• EXTRACTED RECORDS
PR #653, opened 2024-09-10
Add awk linter

fredrikfoss:
This PR adds a awk linter using (g)awk. I'm unsure if it instead should be called gawk, seeing as there are quite a few different AWK interpreters, and it's the gnu one that provides this linting functionality. I don't know about all the others. I saw [conform.nvim](https://github.com/stevearc/conform.nvim) use awk so I did as well.

Let me know what you think.


mfussenegger:
Thanks. I'm fine with just `awk`

PR #658, opened 2024-09-19
fix: format error in README example

usami:
The example config in Usage section has a format error.

This
```lua
  markdown = {'value',}
```
should be
```lua
  markdown = {'value'},
```


mfussenegger:
Thanks

PR #661, opened 2024-09-20
Add luac, ksh, and bash linters

eestrada:
I put each linter in its own commit so that it is easy to bisect the history and/or revert them individually.


mfussenegger:
Thanks

Issue #254, opened 2015-04-26
Error in highlight.js = Preview of this file is not supported.


padremortius:
Bonobo showed message "Preview of this file is not supported." when we have error in highlight.js (not correct detect template). For correction need make changes in FileDisplayHandler.GetBrushes and rebuild application. Maybe should make a correspondence table extension to the template to an external configuration file or database? This will allow to make changes without rebuilding project.

padremortius:
For example, get file https://github.com/project-jedi/jvcl/blob/master/jvcl/run/JvAnimate.pas 
Change extension from *.pas to *.pp. Upload into git. Open this file in web-interface Bonobo. We see error 'Preview of this file is not supported.'. And push the button Raw (Error 404- File not found).

jakubgarfield:
Confirmed bug that needs fixing, it might be due to different encoding of the file. Any takers?

padremortius:
Return extention to *pas and we have not error.
I trying.

PR #257, opened 2015-05-02
Fix bug #254 with comment "Preview of this file is not supported". ext2a...

padremortius:
...pp.txt - correspondence table extensions and templates of highlights. Add new rule in .gitignore (add ext2app.txt to white list)


jakubgarfield:
Thanks for the PR. I thought about it, but I'd prefer hard coding the value in the existing C# file, instead of dynamically loading ext2app.txt.

The reasons are mostly security (opening a file on the server), performance (opening a file every time someone browse a file in repository browser) and I don't think the list is going to change a lot in the future - if there is something missing, let's just add it to the code and do the release.

Would you mind changing it?

padremortius:
Hardcode is not good idea. In real life we have identical extentions for different application (example, *.p, *.m, *.pl, *.rb and etc.)

1. I can transfer the contents of a file into the database, but then need to make an interface for editing associations. It's mostly security, but slowly.
2. I can place a bug on highlight.js, but it is not clear how to describe it with the possibility of repetition

PR #293, opened 2015-07-14
Remove origin branches after cloning

### LINKED ISSUE #288: When using clone you can't use branches cloned over.
Hi, 

I have seen a slight issue when cloning repositories.

Repo A has master and develop braches and some tags. 
When cloning Repo A and calling the new one Repo B master and develop branches are prefixed with origin/master and origin/develop. 

The problem now is that you cannot do anything with them and the actual fact is that you can only use the master branch that is recreated. 

This is Repo A 
repo a
This is Repo B 
repo b

Does anyone know a workout either to delete the origin/master and origin/develop branches from view or to make them available to use to be able to check them out? 

Thanks in Advance.

latop2604:
Fix #288

### DIFF
--- a/Bonobo.Git.Server/Controllers/RepositoryController.cs
+++ b/Bonobo.Git.Server/Controllers/RepositoryController.cs
@@ -454,6 +454,15 @@ namespace Bonobo.Git.Server.Controllers
                             };
 
                         LibGit2Sharp.Repository.Clone(sourceRepositoryPath, targetRepositoryPath, options);
+
+                        using (var repo = new LibGit2Sharp.Repository(targetRepositoryPath))
+                        {
+                            if (repo.Network.Remotes.Any(r => r.Name == "origin"))
+                            {
+                                repo.Network.Remotes.Remove("origin");
+                            }
+                        }
+
                         TempData["CloneSuccess"] = true;
                         return RedirectToAction("Index");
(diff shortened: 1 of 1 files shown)


jakubgarfield:
Can you please explain where the origin prefixed branches got there at the first place? I've never encountered this issue, so I don't quite understand.

latop2604:
Found in git-clone description : https://www.kernel.org/pub/software/scm/git/docs/git-clone.html
> This default configuration is achieved by creating references to the remote branch heads under refs/remotes/origin and by initializing remote.origin.url and remote.origin.fetch configuration variables.

In our case, the origin remote points to a local url like C:\\...

latop2604:
This pull request is just one of the two options : remove origin remote or hide remote branches in view.

jakubgarfield:
Oh I see, so the repo is originally cloned from a different location and Bonobo Git Server is not the place where it was created.

jakubgarfield:
Is there any chance that there might be an infrastructure setup with a hook that would update this first location as well? That some users might be dependant on those branches and by removing them we are limiting them?

latop2604:
No exactly. The removed remote origin will only be created during bonobo clone action. The origin remote, in this case, will be the local path of the source repository. So we can delete it safely.

Issue #189, opened 2014-12-21
Update git/msysgit for recent CVE-2014-9390 vulnerability


thekaveman:
See the [GitHub announcement](https://github.com/blog/1938-vulnerability-announced-update-your-git-clients) and the original [vulnerability announcement](http://article.gmane.org/gmane.linux.kernel/1853266) for more info. 

>The vulnerability concerns Git and Git-compatible clients that access Git repositories in a case-insensitive or case-normalizing filesystem. An attacker can craft a malicious Git tree that will cause Git to overwrite its own .git/config file when cloning or checking out a repository, leading to arbitrary command execution in the client machine. Git clients running on...any version of Microsoft Windows (NTFS, FAT) are exploitable through this vulnerability.

jakubgarfield:
#223

PR #297, opened 2015-07-19
Updated to msysGit-1.9.5-preview20150319

larshg:
I did the following to test it:

Created a new repository
Cloned it
Added a new file and commited and pushed it.

All went well - you mentioned some errors in #189 - how can I provoke these?


jakubgarfield:
I think that last time I did this simple test, it failed.

Try to run the regression test as described https://github.com/jakubgarfield/Bonobo-Git-Server/blob/master/Bonobo.Git.Server.Test/MsysgitIntegrationTests.cs

larshg:
I just tried to debug it a little and this are the changes i noticed:

CloneEmptyRepository:
Originally output is: Cloning into Integration...   - new output is "" ie empty string.
Originally error: warning: You appear to have cloned an empty repository. - new output is: Cloning into 'Integration'...
warning: You appear to have cloned an empty repository.

So it seems that they have moved all the output to the error output.

The output is also changed for the following subtests:
CloneRepository
PullRepository
Pulltag

How would you go about it? Want to make a if/switch depending on the git version and correct the "expected" output? or take it to msysgit git page and ask for clarification?

It seems that git 1.9.5-preview20150319 does what it supposed to, it "just" print out differently, ie. more/less data in either output or error stream.

jakubgarfield:
If/switch would be fine for this type of testing - there will be only one version of git on the server though.

larshg:
@jakubgarfield I have updated the test so 1.9.5 passes.
I changed it to use relative paths from debug/release folder.
I have only tested 1.8.1.2, 1.8.3 and 1.9.5.

jakubgarfield:
Awesome, nice work! :)

latop2604:
In the csproj, some git dll are referenced but not exits in the repo.
I do not found any error after removing broken reference. But I can miss something.

larshg:
@latop2604 I just recloned the repository and I didn't get any missing references - maybe the nuget restore didn't complete properly?

latop2604:
image

PR #303, opened 2015-07-30
Merge upstream

Duikmeester:


Duikmeester:
Somehow this always goes the wrong way :8ball:

PR #369, opened 2015-11-19
Added and translated missing Chinese resource keys

StarryLibra:
Appended chinese translation of missing resource keys.


StarryLibra:
Oh, click the worng button.

Issue #378, opened 2015-12-09
AD integration issues


mattepi:
I've encountered a few issues in using the Active Directory integration:

1. Nested group permissions don't work
2. Logging in without specifying a domain does not work throughout the system. The login occurs but the roles are not properly populated.
3. Username is case sensitive when loading the roles, which may be an issue for AD users who do not know the casing of their username in AD.

RedX2501:
@mattepi Since the merge of your PR is this still happening?

mattepi:
After applying my changes I no longer see the issues mentioned.

PR #379, opened 2015-12-09
Active directory updates:

mattepi:
1. Use nested groups for permissions
2. Allow logging in without specifying the AD domain (should use the default for all AD look-ups if one is not specified)
3. Update so username at login is not case sensitive when retrieving roles.


mattepi:
Here's the issue that was opened, https://github.com/jakubgarfield/Bonobo-Git-Server/issues/378.

Issue #361, opened 2015-11-09
Switch repository icons from ugly jpg to nice png


carlosefonseca:
Uploaded repository icons are being converted to jpeg and they look awful, full of compression artifacts, and transparency is being discarded, with black on its place.

Please consider switching to PNG, where there will be no compression artefacts and transparency is  kept.

I'm using Bonobo Git Server (4.0.0.0)

RedX2501:
@mischalandwehr any chance of turning the the referenced commit into a PR?

mischalandwehr:
It's already done and merged to the master branch.

PR #386, opened 2015-12-27
Improve repository logo quality #361

mischalandwehr:
Change icon type from JPEG to PNG and add high density support for large uploads (width of 72 or wider)


jakubgarfield:
What happens with repository images already stored as jpegs?

mischalandwehr:
Good point. I will check this.

mischalandwehr:
"Old" JPEG logos will be untouched, but embedded as base 64 PNG. Under windows everything will look fine, but I know other systems have problems with wrong mime types.

To solve this I could extend the encoding by an image type detection (by magic numbers). So a JPEG would have the "image/jpeg" mime type and a PNG a "image/png" one.

Issue #394, opened 2016-01-11
Clarification on windows auth with internal membership DB


RedX2501:
The documentation on installation (https://bonobogitserver.com/windows-authentication/) says that if I use Internal Membership the data could become out of date. this means that upon first login the password is retrieved from AD?

What I'd like to provide to my users is a SSO (single sign on) experience, they get to use their Windows domain password everywhere but the repo access should be managed by Bonobo after the user has been authenticated.

This used to work flawlessly on 3.4.3 but with the new options I'm not sure how to configure this scenario.

Currently on a fresh install with authprovider=windows and membershipprovider=internal I'm not even able to log in. Trying with the default admin:admin leads me to a page error.

There used to be a key `<add key="ShouldImportWindowsUserAsAdministrator" value="false" />` which I could set to tell it to import the first user as an admin. Does this still work?

RedX2501:
To answer my own question since I'm providing PR #400 to fix this.

The support for windows auth with an internal db was broken.

Now you can set `ImportWindowsAuthUserAsAdmin` to get the same effect.

Issue #374, opened 2015-12-07
Change User Display When Creating/Modifying Repository


kars85:
Hi,

I'm wondering if someone might know where to look and modify what is displayed on the Create/Modify repositories page for user delegation as contributor or administrator. I've looked in the database tables, but their must be some ASP work being down to retrieve user values. I hope to set the display to be Lastname, FirstName instead of username

Our facility uses two factor authentication, with the Active Directory usernames setup as their smartcard UPN number, not their legacy firstinitiallastname. Administrative account still use a readable username starting with ap., but normal users are set to UPN.

Thanks!

![IMAGE](https://cloud.githubusercontent.com/assets/6616548/11629308/12a6e1ba-9cbd-11e5-8231-0ebc5a1fc957.png)

RedX2501:
Same as #295

Issue #295, opened 2015-07-15
Windows Authentication could retrieve User's name for better overview


RedX2501:
When executing any action which lists usernames in Windows Authentication mode with an Active Direct it only lists the username although more information is available. This makes editing them quite difficult as most companies usernames are non descriptive as can be seen in the screenshot.

![2015-07-15_09-50-20](https://cloud.githubusercontent.com/assets/929932/8693448/718c3ed0-2ad7-11e5-9188-69a0a87b221f.png)

Would it be possible to retrieve the Name or eMail Address and display it instead or additionally?

jakubgarfield:
So first of all, you'd have to introduce a concept of a display name - you need to have unique username, and I believe full name or emails don't have to be unique.

After that, you need to retrieve this information in WindowsImporter class https://github.com/jakubgarfield/Bonobo-Git-Server/blob/master/Bonobo.Git.Server/WindowsIdentityImporter.cs.

Also, there is no updating of this information, so unless some updating mechanism is added those information will get stale over time.

To get a friendlier name - have a look at https://msdn.microsoft.com/en-us/library/system.security.principal.windowsidentity(v=vs.110).aspx if you can get anything relevant from there.

PR #400, opened 2016-01-12
Fix #396 #295 #394 #374 Fix WindowsAuth with Internal DB

### LINKED ISSUE #396: Cannot use Authentication provider Windows with MembershipService Internal
With a fresh install (empty db) the users retrieved from the authentication provider do not seem to be inserted into the db. So when the Membership provider tries to fetch them it fails.

You also cannot log in as the default admin account as it is not a valid account in the domain.

The part that seems to be failing is in 

https://github.com/jakubgarfield/Bonobo-Git-Server/blob/8faa960af319bc89a5dfc8e93bbe1f081bec3c74/Bonobo.Git.Server/Owin/WindowsAuthenticationHandler.cs#L41

Maybe upon successfully authenticating the user it should be inserted into the DB if not yet present. This would also fix #394 allowing a simple SSO functionality. Maybe password change should be disabled when using Window as an authentication provider.

Pinging @Ollienator as I think it was him who introduced this code.

RedX2501:
Added option ImportWindowsAuthUsersAsAdmin to be able to import all users automatically as admins if wanted. The first user is always imported as admin.

Since we cannot store the Password (we never see it) added WindowsAuth also to Gitauthorization.

Usernames are now saved again with the domain separator in the name as that is how i see it on the back side.

The edit user page does not work at the moment. I'm lookin into it.

Hopefully this fixes #396 #295 #394 #374 without introducing too many new problems.

Pinging @Ollienator since he introduced most of the new OWIN auth part.

### DIFF
--- a/Bonobo.Git.Server/Attributes/GitAuthorizeAttribute.cs
+++ b/Bonobo.Git.Server/Attributes/GitAuthorizeAttribute.cs
@@ -66,7 +66,7 @@ namespace Bonobo.Git.Server
                         {
                             if (pc.ValidateCredentials(username, password))
                             {
-                                httpContext.User = new ClaimsPrincipal(new ClaimsIdentity(AuthenticationProvider.GetClaimsForUser(username)));
+                                httpContext.User = new ClaimsPrincipal(new ClaimsIdentity(AuthenticationProvider.GetClaimsForUser(username.Replace("\\", "!"))));
                                 allowed = true;
                             }
                         }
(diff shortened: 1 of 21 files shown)


RedX2501:
There are two remaining issues:

The personal repository links can be mangled if there is a \ in the username. I have no idea on how to fix this as the doman is required to log in with git.

When viewing a repository details it wll show the userid instead of a pretty name. This is because the RepositoryModel only gets UserIds. Maybe on a second PR this can be fixed.

PR #405, opened 2016-01-13
Fix #401 Cleanup all outdated scripts and configs.

### LINKED ISSUE #401: Package.cmd and deploy-apps.cmd is outdated
@jmagly introduced package.cmd and deploy-apps.cmd in 2014. With the new 5.0 version which no longer requires two interfaces, these need to be updated.

It would be interesting to know what process @jakubgarfield uses so we could automate that to use with the new AppVeyor integration.

RedX2501:


Bonobo.Git.Server/Web.Release.config
```diff
@@ -1,6 +0,0 @@
-﻿<?xml version="1.0"?>
-<configuration xmlns:xdt="http://schemas.microsoft.com/XML-Document-Transform">
-  <system.web>
-    <compilation debug="false" xdt:Transform="SetAttributes(debug)" />
```
latop2604: This is required

latop2604:
Web.Debug.config was deleted but not in Bonobo.Git.Server.csproj line 576

Issue #407, opened 2016-01-13
ADMembershipService throwing error when using build# 2f9a001


chrismdev:
I had to change this line:

using (UserPrincipal user = UserPrincipal.FindByIdentity(principalContext, username))

to this:

using (UserPrincipal user = UserPrincipal.FindByIdentity(principalContext, username.Replace("!",@"\")))

RedX2501:
How did you provide your Username for git? The intended way is domain\username

chrismdev:
I am using the ActiveDirectory membership service so I I only need to supply the ActiveDirectoryMemberGroupName to allow a list of users. Here is my config:

    <add key="AuthenticationProvider" value="Windows" />
    
    <add key="MembershipService" value="ActiveDirectory" />
    <add key="ActiveDirectoryDefaultDomain" value="xxxxxx" />
    <add key="ActiveDirectoryBackendPath" value="~\App_Data\ADBackend" />
    <add key="ActiveDirectoryMemberGroupName" value="GroupName" />
    <add key="ActiveDirectoryTeamMapping" value="Developers=GroupName" />
    <add key="ActiveDirectoryRoleMapping" value="Administrator=Domain Admins" />

RedX2501:
Oh I see. Can you please provide a PR?

chrismdev:
I just did a quick check and AD does allow you to have an ! in the username, so I think my fix is not correct.

I think the solution would be to only convert the first ! in the username. Yes will submit a PR.

RedX2501:
Although many services will allow ! in the usernames the PR I submited will not like them as I do a Replace("!", "\\") in many places. Maybe you can fix those too, to only replace the first occurrence?

chrismdev:
This is my first PR so please be gentle.

I changed all the Replaces() I could find but left the views alone.

RedX2501:
You should fix the replace in the Views to for consistency IMHO.

chrismdev:
Will do this as soon as I get a chance

RedX2501:
Just a heads up that this will probably be fixed by #426

RedX2501:
@chrismdev Can please check that this is fixed on latest master? https://ci.appveyor.com/project/jakubgarfield/bonobo-git-server/build/artifacts

# Please backup your Database as latest master will upgrade it to a format not compatible with 5.1.1.

chrismdev:
[...]

PR #412, opened 2016-01-14
Fix for issue #407

chrismdev:
Replace first occurrence of character

### DIFF
--- a/Bonobo.Git.Server/Attributes/GitAuthorizeAttribute.cs
+++ b/Bonobo.Git.Server/Attributes/GitAuthorizeAttribute.cs
@@ -11,6 +11,7 @@ using System.DirectoryServices.AccountManagement;
 using Bonobo.Git.Server.Security;
 
 using Microsoft.Practices.Unity;
+using Bonobo.Git.Server.Helpers;
 
 namespace Bonobo.Git.Server
 {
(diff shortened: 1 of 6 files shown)


kfarnung:
I would recommend changing "UserNameHelper" to be "StringExtensions" following the pattern here:

https://msdn.microsoft.com/en-us/library/bb383977.aspx

That will allow the code to look like:

username.ReplaceFirstOccurrence("!", @"\");

kfarnung:
Another question, what's special about the first occurrence?  I'm not familiar with the domain of the problem, but is there anything else distinct about the "first occurrence" that could make the replacement even more scoped?

chrismdev:
Hi, this is my first PR so I appreciate the feedback.

I don't have a reason for choosing a static instead of an extension method. You're right, it would be neater but I wasn't sure I should be polluting the string class with my own newbie methods.

The problem is that when using windows authentication the "\" causes problems in the UI and has been replaced with an "!".

My code was just to replace the "!" with a "\ "so that windows auth would work again.

kfarnung:
You should probably make the class static as well, it has no instance members.

The reason I was suggesting making it part of StringExtensions was that the method, as coded, has no username functionality.  If you internalized the characters to replace, then I think "UserNameHelpers" makes more sense, but in the current form it just seems like "StringHelpers."

The extension methods are nice because they only pollute the class when you have the namespace enabled and they are essentially just static methods, but the IDE/compiler helps them be contextual rather than hidden off in a class somewhere.

chrismdev:
Good point, will rewrite as an extension method.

• AIM OF THE EXERCISE
Output exactly one stretch of the listing: from the line containing "How did you" through the line containing "I just did a", both end lines included.

• ANSWER BOX
How did you provide your Username for git? The intended way is domain\username

chrismdev:
I am using the ActiveDirectory membership service so I I only need to supply the ActiveDirectoryMemberGroupName to allow a list of users. Here is my config:

    <add key="AuthenticationProvider" value="Windows" />
    
    <add key="MembershipService" value="ActiveDirectory" />
    <add key="ActiveDirectoryDefaultDomain" value="xxxxxx" />
    <add key="ActiveDirectoryBackendPath" value="~\App_Data\ADBackend" />
    <add key="ActiveDirectoryMemberGroupName" value="GroupName" />
    <add key="ActiveDirectoryTeamMapping" value="Developers=GroupName" />
    <add key="ActiveDirectoryRoleMapping" value="Administrator=Domain Admins" />

RedX2501:
Oh I see. Can you please provide a PR?

chrismdev:
I just did a quick check and AD does allow you to have an ! in the username, so I think my fix is not correct.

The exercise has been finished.